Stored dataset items

PR #62939, opened 2024-05-28
Ty/plg-subscription-management-page-with-react-query

taras-yemets:
## Test plan
- CI
- Tested manually (see test plan from https://github.com/sourcegraph/sourcegraph/pull/62754

### DIFF
--- a/client/web/src/cody/management/api/hooks/useApiClient.tsx
+++ b/client/web/src/cody/management/api/hooks/useApiClient.tsx
@@ -1,6 +1,6 @@
-import { useEffect, useState, useContext, useCallback } from 'react'
+import { useEffect, useState, useContext } from 'react'
 
-import type { Call } from '../client'
+import { Call } from '../client'
 import { CodyProApiClientContext } from '../components/CodyProApiClient'
 
 export interface ReactFriendlyApiResponse<T> {
@@ -8,7 +8,6 @@ export interface ReactFriendlyApiResponse<T> {
     error?: Error
     data?: T
     response?: Response
-    refetch: () => Promise<void>
 }
 
 // useApiCaller will issue a REST API call to the backend, returning the
@@ -27,47 +26,62 @@ export function useApiCaller<Resp>(call: Call<Resp>): ReactFriendlyApiResponse<R
     const [data, setData] = useState<Resp | undefined>(undefined)
     const [response, setResponse] = useState<Response | undefined>(undefined)
 
-    const callApi = useCallback(async () => {
-        setLoading(false)
-        try {
-            const callerResponse = await caller.call(call)
+    useEffect(() => {
+        // `ignore` tracks if we should discard any results, because of any underlying race condition
+        // in the sequence of API calls. We return a handle to this in the function callback, which
+        // the React runtime may invoke (setting ignore = true) outside of our view.
+        // https://react.dev/reference/react/useEffect#fetching-data-with-effects
+        // https://maxrozen.com/race-conditions-fetching-data-react-with-useeffect
+        let ignore = false
 
-            // If we received a 200 response, all is well. We can just return
-            // the unmarshalled JSON response object as-is.
-            if (callerResponse.response.ok) {
-                setData(callerResponse.data)
-                setError(undefined)
-                setResponse(callerResponse.response)
-            } else {
-                // For a 4xx or 5xx response this is where we provide any standardized logic for
-                // error handling. For example:
-                //
-                // - On a 401 response, we need to force-logout the user so they can refresh their
-                //   SAMS access token.
-                // - On a 500 response, perhaps replace the current UI with a full-page error. e.g.
-                //   http://github.com/500 or http://github.com/501
-                setData(undefined)
-                setError(new Error(`unexpected status code: ${callerResponse.response.status}`))
-                setResponse(callerResponse.response)
+        ;(async () => {
+            try {
+                const callerResponse = await caller.call(call)
 
-                // Provide a clearer message. A 401 typically comes from the user's SAMS credentials
-                // having expired on the backend.
-                if (callerResponse.response.status === 401) {
-                    setError(new Error('Please log out and log back in.'))
+                if (ignore) {
+                    return
                 }
+
+                // If we received a 200 response, all is well. We can just return
+                // the unmarshalled JSON response object as-is.
+                setLoading(false)
+                if (callerResponse.response.status >= 200 && callerResponse.response.status <= 299) {
+                    setData(callerResponse.data)
+                    setError(undefined)
+                    setResponse(callerResponse.response)
+                } else {
+                    // For a 4xx or 5xx response this is where we provide any standardized logic for
+                    // error handling. For example:
+                    //
+                    // - On a 401 response, we need to force-logout the user so they can refresh their
+                    //   SAMS access token.
+                    // - On a 500 response, perhaps replace the current UI with a full-page error. e.g.
+                    //   http://github.com/500 or http://github.com/501
+                    setData(undefined)
+                    setError(new Error(`unexpected status code: ${callerResponse.response.status}`))
+                    setResponse(callerResponse.response)
+
+                    // Provide a clearer message. A 401 typically comes from the user's SAMS credentials
+                    // having expired on the backend.
+                    if (callerResponse.response.status === 401) {
+                        setError(new Error('Please log out and log back in.'))
+                    }
+                }
+            } catch (error) {
+                if (ignore) {
+                    return
+                }
+                setData(undefined)
+                setError(error)
+                setResponse(undefined)
+                setLoading(false)
             }
-        } catch (error) {
-            setData(undefined)
-            setError(error)
-            setResponse(undefined)
-        } finally {
-            setLoading(false)
+        })()
+
+        return () => {
+            ignore = true
         }
     }, [call, caller])
 
-    useEffect(() => {
-        void callApi()
-    }, [callApi])
-
-    return { loading, error, data, response, refetch: callApi }
+    return { loading, error, data, response }
 }
--- a/client/web/src/cody/management/api/react-query/QueryClientProvider.tsx
+++ b/client/web/src/cody/management/api/react-query/QueryClientProvider.tsx
@@ -1,0 +1,20 @@
+import type { ReactNode } from 'react'
+
+import { QueryClient, QueryClientProvider as ReactQueryClientProvider } from '@tanstack/react-query'
+
+const queryClient = new QueryClient({
+    defaultOptions: {
+        queries: {
+            // If query failed, it's not likely that refetching it will succeed, so don't retry.
+            retry: false,
+
+            // Once loaded, we consider query result to be stable. No need to refetch it again.
+            // See: https://tanstack.com/query/latest/docs/framework/react/guides/important-defaults
+            staleTime: Infinity,
+        },
+    },
+})
+
+export const QueryClientProvider: React.FC<{ children?: ReactNode | undefined }> = ({ children }) => (
+    <ReactQueryClientProvider client={queryClient}>{children}</ReactQueryClientProvider>
+)
--- a/client/web/src/cody/management/api/react-query/subscriptions.ts
+++ b/client/web/src/cody/management/api/react-query/subscriptions.ts
@@ -1,0 +1,60 @@
+import {
+    useQuery,
+    useMutation,
+    useQueryClient,
+    type UseMutationResult,
+    type UseQueryResult,
+} from '@tanstack/react-query'
+
+import { type Call, Client, CodyProApiCaller } from '../client'
+import type { UpdateSubscriptionRequest, Subscription } from '../teamSubscriptions'
+
+const apiCaller = new CodyProApiCaller()
+
+// Wrapper around `apiCaller.call` which throws an error in case of a non-2xx response.
+// Motivation taken from here: https://tanstack.com/query/latest/docs/framework/react/guides/query-functions#usage-with-fetch-and-other-clients-that-do-not-throw-by-default
+const callCodyProApi = async <Data>(call: Call<Data>): Promise<{ data?: Data; response: Response }> => {
+    const result = await apiCaller.call(call)
+
+    if (!result.response.ok) {
+        throw new Error(`Cody Pro API call failed with status ${result.response.status}`)
+    }
+
+    // TODO: handle 401 error (e.g., navigate to "/-/sign-out")
+
+    return result
+}
+
+// Motivation to use query factories taken from here: https://tkdodo.eu/blog/effective-react-query-keys#use-query-key-factories
+const queryKeys = {
+    all: ['subscription'] as const,
+    subscription: () => [...queryKeys.all, 'current-subscription'] as const,
+    subscriptionSummary: () => [...queryKeys.all, 'current-subscription-summary'] as const,
+}
+
+export const useCurrentSubscription = (): UseQueryResult<{ data?: Subscription; response: Response }> =>
+    useQuery({
+        queryKey: queryKeys.subscription(),
+        queryFn: async () => callCodyProApi(Client.getCurrentSubscription()),
+    })
+
+export const useUpdateCurrentSubscription = (): UseMutationResult<
+    { data?: Subscription; response: Response },
+    Error,
+    UpdateSubscriptionRequest
+> => {
+    const queryClient = useQueryClient()
+    return useMutation({
+        mutationFn: async requestBody => callCodyProApi(Client.updateCurrentSubscription(requestBody)),
+        onSuccess: data => {
+            // We get updated subscription data in response - no need to refetch subscription.
+            // All the `queryKeys.subscription()` subscribers (`useCurrentSubscription` callers) will get the updated value automatically.
+            queryClient.setQueryData(queryKeys.subscription(), data)
+
+            // Invalidate `queryKeys.subscriptionSummary()` queries. If the subscription summary is a subset of subscription, we can
+            // derive the updated subscription summary from the subscription response eliminating the need in subscription summary query invalidation
+            // causing data refetching.
+            return queryClient.invalidateQueries({ queryKey: queryKeys.subscriptionSummary() })
+        },
+    })
+}
--- a/client/web/src/cody/management/subscription/manage/CodySubscriptionManagePage.tsx
+++ b/client/web/src/cody/management/subscription/manage/CodySubscriptionManagePage.tsx
@@ -18,8 +18,8 @@ import {
 } from '../../../../graphql-operations'
 import type { LegacyLayoutRouteContext } from '../../../../LegacyRouteContext'
 import { USER_CODY_PLAN } from '../../../subscription/queries'
-import { Client } from '../../api/client'
-import { useApiCaller } from '../../api/hooks/useApiClient'
+import { QueryClientProvider } from '../../api/react-query/QueryClientProvider'
+import { useCurrentSubscription } from '../../api/react-query/subscriptions'
 
 import { InvoiceHistory } from './InvoiceHistory'
 import { PaymentDetails } from './PaymentDetails'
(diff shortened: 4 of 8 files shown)


client/web/src/cody/management/subscription/manage/PaymentDetails.tsx
```diff
@@ -142,56 +141,51 @@ const PaymentMethodForm: React.FC<PaymentMethodFormProps> = props => {
...
+    const [isStripeLoading, setIsStripeLoading] = useState(false)
+    const [stripeErrorMessage, setStripeErrorMessage] = useState('')
+
+    const [isErrorVisible, setIsErrorVisible] = useState(true)
 
-    const [isLoading, setIsLoading] = useState(false)
-    const [errorMessage, setErrorMessage] = useState('')
+    const isLoading = isStripeLoading || updateCurrentSubscriptionMutation.isPending
+    const errorMessage =
+        stripeErrorMessage || updateCurrentSubscriptionMutation.isError ? updateSubscriptionMutationErrorText : ''
```
taras-yemets, line 153: The form submit handler has two types of async operations: loading and validating Stripe elements and making an SSC request. 
We handle error and loading states for these two types separately and then use a derived values (`isLoading`, `errorMessage`) to define the component return value.

This logic is repeated in `BillingAddressForm` component and we may want to extract the shared part in future, but IMO it's out of scope of this PR.

client/web/src/cody/management/subscription/manage/SubscriptionDetails.tsx
```diff
@@ -101,79 +75,84 @@ export const SubscriptionDetails: React.FC<SubscriptionDetailsProps> = props =>
...
-                            {props.isLoading ? (
-                                <LoadingSpinner className="mr-1" />
-                            ) : (
-                                <Icon aria-hidden={true} className="mr-1" svgPath={mdiCheck} />
-                            )}
-                            <Text as="span">Yes, cancel</Text>
-                        </Button>
-                    </div>
-                </Modal>
-            )}
```
taras-yemets, line 176: I moved the logic for the `RenewSubscriptionButton` and `CancelSubscriptionButton` components back to `SubscriptionDetails`. The error message is rendered within `SubscriptionDetails`, and passing the `mutation` as a prop to the button components made the logic less readable. The readability of `CancelSubscriptionButton` would be even worse, as it would need to pass an `onSettled` callback to close the modal after the mutation completes.

IMO, this change is out of the scope of this PR. This is more of an FYI comment explaining why this kind of change is in a PR advertising the third-party state management library.

vdavid (commented):
@taras-yemets, I like the proposed solution, I think it's nice and clean. [The article you linked](https://tkdodo.eu/blog/why-you-want-react-query) is also very clear and convincing, and their docs seem clean and helpful. The [repo](https://github.com/TanStack/query) is popular and active. So yeah, I'm absolutely for using this. 👍

client/web/src/cody/management/api/hooks/useApiClient.tsx
```diff
@@ -1,14 +1,13 @@
-import { useEffect, useState, useContext, useCallback } from 'react'
+import { useEffect, useState, useContext } from 'react'
```
taras-yemets, line 1: Ignore changes to `useApiClient.tsx` from this PR. It's just reverted to the `main` rev.

client/web/src/cody/management/api/react-query/subscriptions.ts
```diff
@@ -0,0 +1,93 @@
...
+
+    if (!result.response.ok) {
+        if (result.response.status === 401) {
+            throw new CodyProApiAuthError('Unauthorized. Please log out and log back in.')
+        }
+        throw new Error(`Cody Pro API call failed with status ${result.response.status}`)
+    }
+
+    return result
+}
```
taras-yemets, line 59: Custom query hooks (e.g., `useCurrentSubscription`) and mutation hooks (e.g., `useUpdateCurrentSubscription`) may need to show custom error messages depending on the context. For example, both the card number form and the cancel subscription button use the `useUpdateCurrentSubscription` hook, but they may need to display different error messages in case of an error (e.g., "Failed to save credit card" for the former and "Failed to change subscription status" for the latter). Therefore, I leave it to the callers to define the error message.

However, there is a specific case when a request to the Cody Pro backend results in a 401 error due to expired SAMS credentials (we may have more such "special" cases in the future). In this situation, regardless of the caller context, we want to show a generic message such as "You are not authorized. Sign out and sign back in." To handle this, we need callers to distinguish errors returned from the query/mutation. For "special" cases (as identified by the `getCodyProApiErrorMessage` method), the specific error message should be shown. For any other errors, the custom message should depend on the caller's context.

I am not entirely satisfied with the current approach, where callers must call `getCodyProApiErrorMessage` to get the message text. However, I haven't found a better solution. Do you have better ideas, @vdavid, @chrsmith?

vdavid: I'd probably get rid of `getCodyProApiErrorMessage` and just do
```ts
isCodyProApiAuthError(err) ? err.message : 'Custom error message'
``` 
whenever I want this logic.

If you don't think that's the right call here, then I suggest renaming the `message` parameter to `defaultMessage`, to better communicate its use, and maybe also mention it in `getCodyProApiErrorMessage`'s doc that we intend to make this function more generic once we have more special cases.

taras-yemets: Thank you, @vdavid! 

```
isCodyProApiAuthError(err) ? err.message : 'Custom error message'
```
With this approach to show custom (component-specific) errors in components, we need to throw empty errors in react-query hooks, and it doesn't feel right.

But the `defaultErrorMessage` approach would work, I think.

taras-yemets: Ah, now I see. Thank you!

chrsmith: I am 100,000% in support of adding more formality / types to describe the errors we receive. But let me suggest something slightly different...

Currently the backend serves 400 errors as a raw string, e.g. `"Not Found: No invite with that ID was found."`

The problem however, is that without any structure the frontend isn't able to _understand_ what the error is talking about. (There could be different causes for the 400 error, and we may want to show different error messages to match.) And this "401 / auth error" is another instance of that.

So what if we did the following:

1. Update the SSC REST API to no longer return errors (4xx and 5xx responses) as strings, and instead return a well-known error response type. e.g. `{ message: string, cause: string }`.
2. Update the `ssc_proxy.go` to surface 401/403 errors in this format as well.

That way, we can use a `CodyProApiError` type consistently, and not need to special case `isCodyProApiAuthError`. e.g.

```ts
if (subscriptionQueryResult.error) {
    if (subscriptionQueryResult.error.cause === 'expired_credentials') {
        return <Alert variant="danger">Could you do me a solid and login again?</Alert>
    }
    return <Alert variant="danger">{ subscriptionQueryResult.error.message }</Alert>
}
```

Ultimately it would be great if we could enforce that if `subscriptionQueryResult.error` is truthy, then `subscriptionQueryResult.error.message` will _always_ be safe to show to end users. And if the client wants to handle specific error cases, they can inspect `subscriptionQueryResult.error.cause`.

What do you think? (It would be more of a pain to make this type of breaking API change _after_ we launch Teams and Invites, so if we think this is something we would like, we should just go ahead and make the change. (See `backend/internal/rest/response.go` in the SSC codebase, as that's how we render the HTTP response bodies on the backend.)

client/web/src/cody/management/api/react-query/subscriptions.ts
```diff
@@ -0,0 +1,93 @@
...
+
+// Motivation to use query factories taken from here: https://tkdodo.eu/blog/effective-react-query-keys#use-query-key-factories
```
chrsmith, line 61: 💯 to adding a link to get some more background on potentially confusing or highly-sophisticated code snippets, such as this.

But it would be even better to explain what this actually _is_. e.g. it's nice I can go and read up on a query-key-factory in the linked blog. But can we at just put a one-sentence description here?

e.g.

```ts
// queryKeys provides the way for the dinglehop to reuse the grumbo.
```

client/web/src/cody/management/subscription/manage/InvoiceHistory.tsx
```diff
@@ -0,0 +1,89 @@
...
+
+    if (error) {
+        logger.error('Error fetching current subscription invoices', error)
+        return null
+    }
+
+    if (response && !response.ok) {
+        if (response.status === 401) {
+            return <Navigate to="/-/sign-out" replace={true} />
+        }
```
chrsmith, line 33: I would love for us to not need to write this same three lines of code in a dozen different places. And instead provide some sort of infrastructure for handling this automatically. e.g. something like:

```ts
// buildCodyProComponent will take care of handling common states like:
// while the API call is loading, rendering a loading bar,
// or if we receive a 401 error redirecting the user to log-out.
return buildCodyProComponent(
    () => useApiCaller(invoicesCall),
    (data) => {
        return <>
            <H2 className="mb-4">Invoice history</H2>

            <hr className={classNames('w-100', styles.divider)} />

            {data.invoices.length ? (
                <ul className="mb-0 list-unstyled">
                    {data.invoices.map(invoice => (
                        <InvoiceItem key={invoice.periodStart} invoice={invoice} />
                    ))}
                </ul>
            ) : (
                <Text>You have no invoices.</Text>
            )}
        </>
    })
```

It's probably impossible to have a "one size fits all" solution for every conceivable case. But if there is some "common thing we know we will do pretty often", just doing that "common thing in one place" is preferable.

chrsmith (commented):
There's a whole lot of good stuff in this PR to discuss, and work through. I'm generally onboard with the idea but with some caveats.

## re: Approval, I'll defer to @vdavid 

I have ... _opinions_ on whether or not we should rely on a library like `react-query` or similar.

Personally, I am very nervous when a library/framework does things like "caching" or "resource sharing" because these are things that are critically important to how the product works. And therefore are things that I would want to have _direct_ control over. Even if it means needing to find, fix, debug, and spend months iterating on obscure data races and interactions between async data requests and user navigation to different components.

For example, I -- for better or for worse -- want to know _exactly_ when and under what conditions we make an API call to the server. And any 3rd party layers in-between the user's action and calls to `fetch()` get in the way of that.

However, given that I am probably in the minority among frontend or full-stack developers in that belief I'm totally happy going along with what y'all think is best. So if you can convince @vdavid this is the way to go, let's do it!

## re: this new usage pattern

> 1. useSomeResource hook: Fetches the resource. Regardless of how many components call it, the data would be fetched once, and all instances will get the latest data.
> 2. useUpdateResource hook: Returns methods to mutate the resource and provides the mutation state.

This sounds great. The things you are adding here are easy to understand, and appear straight-forward to use. 👍 

However, I think we need to be really careful about caching. It is definitely going to be the case that somebody will modify the Cody Pro team or its subscription outside of the current browser session. And so I'd suggest we err on the side of "refetching the same data" than showing stale-and-incorrect results to users. (Since it's super-trusting and annoying to troubleshoot bugs that suddenly disappear if you press F5.)

## meta goal

Again, I'll gladly let you and David figure out what React idioms we want to use for loading data on the frontend. If I were to just explicitly say what I would personally shoot for in terms of requirements:

- Avoid duplicating "dumb" code. e.g. even in this PR we have both `<LoadingSpinner className="mx-auto" />` and `<LoadingSpinner />`... if we can just have a single place where we define the "loading spinner" that would be great. Same thing for the "if 401 error, then redirect to `/sign-out`. Because inevitably we'll wind up with a half dozen slightly different variations on that same functionality.

- Eliminate invalid states entirely. This was one of the design goals when adding the `userApiCaller` and that `Call<T>` abstraction. It's OK to have a single file or module with a bunch of gnarly complexity, but we want to make it hard to screw things up. (e.g. if I call `userQuery` to make a POST request... I'm going to have a bad time, aren't I? Can we somehow lean into the type system to eliminate that from happening? See [Falling into the Pit of Success](https://blog.codinghorror.com/falling-into-the-pit-of-success/).

client/web/src/cody/management/api/react-query/QueryClientProvider.tsx
```diff
@@ -0,0 +1,20 @@
...
+
+const queryClient = new QueryClient({
+    defaultOptions: {
+        queries: {
+            // If query failed, it's not likely that refetching it will succeed, so don't retry.
+            retry: false,
+
+            // Once loaded, we consider query result to be stable. No need to refetch it again.
+            // See: https://tanstack.com/query/latest/docs/framework/react/guides/important-defaults
+            staleTime: Infinity,
```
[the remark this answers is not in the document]
taras-yemets: Makes sense.

> Query instances via useQuery or useInfiniteQuery by default consider cached data as stale.

Let's stick to ☝🏻 [defaults](https://tanstack.com/query/latest/docs/framework/react/guides/important-defaults) until we need something special here.

client/web/src/cody/management/api/react-query/subscriptions.ts
taras-yemets: > So what if we did the following:
Update the SSC REST API to no longer return errors (4xx and 5xx responses) as strings, and instead return a well-known error response type. e.g. { message: string, cause: string }.
Update the ssc_proxy.go to surface 401/403 errors in this format as well.

Sounds good to me! I'd like it implement it in the follow-up PR. 



For this PR, I suggest we show custom error messages for each component ([example](https://github.com/sourcegraph/sourcegraph/blob/af3abe11682c4f3d0e41954d7c9ea877f7eb5259/client/web/src/cody/management/subscription/manage/SubscriptionDetails.tsx#L39-L41) - it what we basically had in the SSC codebase) and [handle 401 in a call API utility function](https://github.com/sourcegraph/sourcegraph/blob/af3abe11682c4f3d0e41954d7c9ea877f7eb5259/client/web/src/cody/management/api/react-query/callCodyProApi.ts#L22-L49) (as `useApiCaller` does). In this way we eliminate weird `isCodyProApiAuthError` checks. WDYT?

client/web/src/cody/management/api/react-query/QueryClientProvider.tsx
```diff
@@ -0,0 +1,20 @@
+import type { ReactNode } from 'react'
+
+import { QueryClient, QueryClientProvider as ReactQueryClientProvider } from '@tanstack/react-query'
+
+const queryClient = new QueryClient({
```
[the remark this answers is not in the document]
taras-yemets: Addressed in https://github.com/sourcegraph/sourcegraph/pull/62939/commits/d8e2da4cabf46769bcff9b9b9fae92535263aa16

client/web/src/cody/management/CodyManagementPage.tsx
```diff
@@ -133,11 +132,9 @@ export const CodyManagementPage: React.FunctionComponent<CodyManagementPageProps
                                 <ButtonLink
                                     variant="primary"
                                     size="sm"
-                                    href={manageSubscriptionRedirectURL}
```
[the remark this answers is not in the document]
taras-yemets: > using a <ButtonLink> is essentially a "foot gun" if you want to record click events using the telemetry recorder

Can you elaborate on why it's dangerous, please?

> would a "proper" fix for this to be making this a first-class thing? e.g. Adding a new property to <ButtonLink> like

`ButtonLink` is a wildcard component and IMO it's hard to justify introducing such a specific prop. Possible counter arguments: "do we need a record select/hover/focus/blur event handler too?"

taras-yemets:
@chrsmith, thanks for your review!

> However, I think we need to be really careful about caching. It is definitely going to be the case that somebody will modify the Cody Pro team or its subscription outside of the current browser session. And so I'd suggest we err on the side of "refetching the same data" than showing stale-and-incorrect results to users.

Valid concern. Rolled back to the defaults https://github.com/sourcegraph/sourcegraph/pull/62939#discussion_r1624421063. 

> Avoid duplicating "dumb" code. e.g. even in this PR we have both <LoadingSpinner className="mx-auto" /> and <LoadingSpinner />... if we can just have a single place where we define the "loading spinner" that would be great. Same thing for the "if 401 error, then redirect to /sign-out. Because inevitably we'll wind up with a half dozen slightly different variations on that same functionality.

I agree with the 401 handling  as mentioned in (https://github.com/sourcegraph/sourcegraph/pull/62939#discussion_r1624754215). It’s an app-level (I mean Cody Pro app) issue since we can’t make calls to the Cody Pro backend without a valid token. 
However, handling loading states requires a more nuanced approach. For instance, when loading subscription data for the first time, the entire page should be in a loading state as there’s nothing to display yet. On the other hand, when re-fetching subscription data due to refocusing, data becoming stale, or mutations, we might want to manage the loading state differently or even ignore it altogether.

> Eliminate invalid states entirely. This was one of the design goals when adding the userApiCaller and that Call<T> abstraction. It's OK to have a single file or module with a bunch of gnarly complexity, but we want to make it hard to screw things up. (e.g. if I call userQuery to make a POST request... I'm going to have a bad time, aren't I? Can we somehow lean into the type system to eliminate that from happening?

The custom query hooks still use `Call<T>` under the hood. 

Instead of using a custom hook like `useCurrentSubscription`, one can import `useQuery` directly and potentially use it incorrectly (e.g., with the wrong method, URL, etc.). It’s up to the caller to ensure it’s used properly. From our side, we can document the current approach, such as recommending using custom hooks for fetching and mutating resources via the Cody Pro API, and add tests to hooks and components. This way, we can ensure 🤞🏻 that the `useCurrentSubscription` hook (for example) uses the correct method and URL, and returns data of the appropriate shape.
However, implementing a custom lint rule to forbid direct useQuery usage would be overkill, in my opinion, as it’s a completely valid method to use.

Additionally, useQuery can be used with POST requests. In fact, most (if not all) usages of useQuery (Apollo one) in our codebase are POST requests to our GraphQL API. But with the current subscription endpoint, POST of course will result in an error. So it's up to developer to ensure it's used properly.

client/web/src/cody/management/api/react-query/callCodyProApi.ts
```diff
@@ -0,0 +1,48 @@
+import type { Call } from '../client'
+
+const buildRequest = (url: string, { headers = {}, ...init }: RequestInit = {}): Promise<Response> =>
```
vdavid, line 3: Not a blocker (easy to refactor later) but I find calling this `build*` misleading as it doesn't just build a request but actually sends it.
I'd ideally call this `fetch`, but of course, that's not possible, so I'd maybe go with `customFetch`, `fetchUrl`, `sourcegraphFetch`, or similar. Naming is hard.

client/web/src/cody/management/api/react-query/subscriptions.ts
```diff
@@ -0,0 +1,47 @@
...
+    type UseQueryResult,
+} from '@tanstack/react-query'
+
+import { Client } from '../client'
+import type { UpdateSubscriptionRequest, Subscription } from '../teamSubscriptions'
+
+import { callCodyProApi } from './callCodyProApi'
+
+// Use query key factories to re-use produced query keys in queries and mutations.
+// Motivation taken from here: https://tkdodo.eu/blog/effective-react-query-keys#use-query-key-factories
```
vdavid, line 15: Thanks for this comment; without it, the code would be a bit 🙃

client/web/src/cody/management/subscription/manage/CodySubscriptionManagePage.tsx
```diff
@@ -67,49 +66,31 @@ const AuthenticatedCodySubscriptionManagePage: React.FC<Props> = ({ telemetryRec
         return <Navigate to="/cody/manage/subscription/new" replace={true} />
     }
 
-    return <PageContent />
+    return (
+        <Page className="d-flex flex-column">
+            <PageContent />
+        </Page>
```
vdavid, line 72: Nit: Seems unrelated? Would be nice to call this out as a PR side-effect in the PR description

vdavid (approved):
Very nice! I like the simplicity, and all the extra goodies this comes with. Left a few nits.

client/web/src/cody/management/subscription/manage/CodySubscriptionManagePage.tsx
taras-yemets: It's a side-fix related to this PR. Previously we returned `<LoadingSpinner />` for the loading state and `null` for the error state. Now we return `<Alert>` for the error state. To ensure that either spinner, or alert, or actual page content have proper layout I moved the common wrapper one level higher (we use early returns for the data fetching states in the `PageContent` component - so that we don't need to wrap each return value with `<Page className="d-flex flex-column">` wrapper).

client/web/src/cody/management/api/react-query/callCodyProApi.ts
taras-yemets: 💯 makes sense!
Addressed in https://github.com/sourcegraph/sourcegraph/pull/62939/commits/a7e8133fec1c2a1e4db8f1f2f1fdab221f202c60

What you have to do: A copy of each line above that holds the word "found" is the expected answer.

Response:
I am not entirely satisfied with the current approach, where callers must call `getCodyProApiErrorMessage` to get the message text. However, I haven't found a better solution. Do you have better ideas, @vdavid, @chrsmith?
Currently the backend serves 400 errors as a raw string, e.g. `"Not Found: No invite with that ID was found."`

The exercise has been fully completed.